EXERCISE AIM
Read the listing and extract each line that includes the word "depends".

THE RECORDS
PR #5439, opened 2019-09-23
Use release-validate-deps to ensure that Grakn depends on released versions of common, console, graql, and protocol

lolski:

We have added a validation step using `//ci:release-validate-deps` in order to ensure that Grakn is releasable only if it depends on released versions of Graql, protocol, common, and console.

### DIFF
--- a/.circleci/config.yml
+++ b/.circleci/config.yml
@@ -284,8 +284,8 @@ jobs:
       - run: |
           set +e
           bazel run @graknlabs_build_tools//ci:release-validate-deps \
-            graknlabs_common graknlabs_graql \
-            graknlabs_protocol graknlabs_console
+            graknlabs_graql \
+            graknlabs_protocol
           is_releasable=$?
           set -e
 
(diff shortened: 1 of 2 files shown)


.circleci/config.yml
```diff
@@ -286,6 +286,15 @@ jobs:
           export RELEASE_APPROVAL_TOKEN=$REPO_GITHUB_TOKEN
           bazel run @graknlabs_build_tools//ci:release-approval
 
+  release-validate:
+    machine: true
+    steps:
+      - install-bazel-linux-rbe
+      - checkout
+      - run: |
+          bazel run @graknlabs_build_tools//ci:release-validate-deps graknlabs_common \
```
haikalpribadi: Do we not always need to provide arguments after `--` with `bazel run`?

YOUR SOLUTION
Use release-validate-deps to ensure that Grakn depends on released versions of common, console, graql, and protocol
We have added a validation step using `//ci:release-validate-deps` in order to ensure that Grakn is releasable only if it depends on released versions of Graql, protocol, common, and console.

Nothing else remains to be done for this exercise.